Issue #354, opened 2019-11-16
Failing to drop `HeaderMap::Drain` causes double-free


Qwaz:
https://github.com/hyperium/http/blob/9c05e391e00474abaa8c14a86bcb0fc5eff1120e/src/header/map.rs#L2115-L2122

https://github.com/hyperium/http/blob/9c05e391e00474abaa8c14a86bcb0fc5eff1120e/src/header/map.rs#L2140-L2148

[Failing to drop a value is considered safe](https://doc.rust-lang.org/nomicon/leaking.html) in Rust, and unsafe code should not rely on this behavior.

- - - - - - -

- _Required work_:
The records above must be transcribed line for line, exactly.

- _Response to the exercise_:
Issue #354, opened 2019-11-16
Failing to drop `HeaderMap::Drain` causes double-free


Qwaz:
https://github.com/hyperium/http/blob/9c05e391e00474abaa8c14a86bcb0fc5eff1120e/src/header/map.rs#L2115-L2122

https://github.com/hyperium/http/blob/9c05e391e00474abaa8c14a86bcb0fc5eff1120e/src/header/map.rs#L2140-L2148

[Failing to drop a value is considered safe](https://doc.rust-lang.org/nomicon/leaking.html) in Rust, and unsafe code should not rely on this behavior.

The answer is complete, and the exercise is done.